Figure 4.1 represents my observation over years of working with coaches, writing about coaching, and extrapolating from my own experiences as a coach. There are at least three dominant layers to presence that are helpful in our work: (1) presence to the inner rumblings; (2) presence to the relationship; and (3) presence to the ecology.

Image of three cogs, labeled “presence to self,” “presence to context,” and “presence to third entity,” which are interlinked, that is, they are shown as moving in sync with each other; the movement of the cog labeled “presence to third entity” drives the movement of the cog labeled “presence to self,” whose movement in turn drives the movement of the cog labeled “presence to context.”
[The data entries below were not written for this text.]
PR #94, opened 2023-11-06
Increase max client id to 0xFFFFFFFF

bdraco:
to match the increase in #92


bdraco:
tested on a few production setups . all good. 

No more red box in HA

PR #95, opened 2023-11-06
Add limits on the range of client_id values

mariusmuja:
Restrict the range of client_ids so that we don't get conversion errors due to https://github.com/esphome/issues/issues/2875


bdraco (approved):

bdraco:
Thanks @mariusmuja

bdraco:
@jfroy the workarounds have been removed. We should no longer generate a bad id. When you get a chance, can you retest to make sure everything still works?

jfroy:
> @jfroy the workarounds have been removed. We should no longer generate a bad id. When you get a chance, can you retest to make sure everything still works?

@bdraco Will do.

jfroy:
I can confirm the GDO seems responsive with a single service call for open and close. I checked that my client ID has been updated to a valid bit pattern.

PR #97, opened 2023-11-07
Normalize client_id when manually entered

mariusmuja:
This updates/normalizes the client_id when manually entered in the number box.


bdraco (approved):
tested, thanks @mariusmuja

PR #104, opened 2023-11-08
Add timeout for motion detection

### LINKED ISSUE #103: motion detector not really working correctly.
The motion detector that is attached to my wall correctly triggers motion ON in the ratgdo logs.  It doesn't, however, turn off until it receives a 'OFF' which is essentially the 'light timer' embedded in the wall timing out.  The issue here though is it detects motion quite consistently.  We can see here in my logs:

```

17:34:50 | [D] | [ratgdo:246] | Motion: DETECTED
-- | -- | -- | --
17:34:52 | [D] | [binary_sensor:036] | 'Motion': Sending state ON
17:34:56 | [D] | [ratgdo:246] | Motion: DETECTED
17:35:00 | [D] | [ratgdo:246] | Motion: DETECTED
17:35:06 | [D] | [ratgdo:246] | Motion: DETECTED
17:38:11 | [D] | [ratgdo:210] | Status: door=CLOSED light=OFF lock=UNLOCKED
17:38:11 | [D] | [binary_sensor:036] | 'Motion': Sending state OFF

```

Since the motion detector is quite capable of faster intervals of detection it would be good if the associated home assistant device would trigger off far faster than waiting for the light to turn off which sends the OFF motion state. It looks like it detects motion down to 5 seconds or less.  Since it doesn't send the off though till the light goes off, its worthless in HA because we wont get a motion detected state change less than ever 3-5 minutes.

Can we set this to just automatically turn off at 3 second intervals or something so the  Motion: DETECTED will be sent again?

mariusmuja:
This adds a 3s timeout for the motion detection sensor, fixes #103.

### DIFF
--- a/components/ratgdo/ratgdo.cpp
+++ b/components/ratgdo/ratgdo.cpp
@@ -240,6 +240,9 @@ namespace ratgdo {
             }
         } else if (cmd == Command::MOTION) {
             this->motion_state = MotionState::DETECTED;
+            this->set_timeout("clear_motion", 3000, [=] {
+                this->motion_state = MotionState::CLEAR;
+            });
             if (*this->light_state == LightState::OFF) {
                 this->send_command(Command::GET_STATUS);
             }


components/ratgdo/ratgdo.cpp
```diff
@@ -240,6 +240,9 @@ namespace ratgdo {
             }
         } else if (cmd == Command::MOTION) {
             this->motion_state = MotionState::DETECTED;
+            this->set_timeout("clear_motion", 3000, [=] {
+                this->motion_state = MotionState::CLEAR;
+            });
```
bdraco, line 245: Is it possible that it could get detected again within 3s?  If so should the timer be canceled and rescheduled?

mariusmuja: > canceled and rescheduled?

It is, due to the `"clear_motion"` label.

bdraco: Right, of course https://github.com/esphome/esphome/blob/3e3266fa744dc234883d7f9aa8837e27f74bef3f/esphome/core/scheduler.cpp#L27

bdraco (approved):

Figure 4.1 Three Layers of Presence

Presence to the Inner Rumblings

Our foundation always starts at home. This is the essential building block (and thus the largest in Figure 4.1) that extends our presence in the other two domains, as well. Building presence to our own inner rumblings requires practices that allow us to continually draw inward with ease and cultivate awareness of our voices, our preferences, and the cacophony of our inner rumblings. The ability to journey inward and pay attention to my heartbeat, my pulse, my thoughts, assumptions, biases, desires, and judgments only comes with regular practice. We return to this notion of a discipline as essential for a great coach. Cultivating mindfulness supports our presence and ultimately requires a practice—one uniquely suited to you, not a prescribed practice you’ve read about. A disciplined practice allows us to be awake to what happens internally when we are not fully present. We cannot develop and sustain this deep presence without a personally customized, regular mindfulness routine that brings us closer to our self, allows us to notice the endless stream of internal chatter, and cultivates our capacity to center in the moment.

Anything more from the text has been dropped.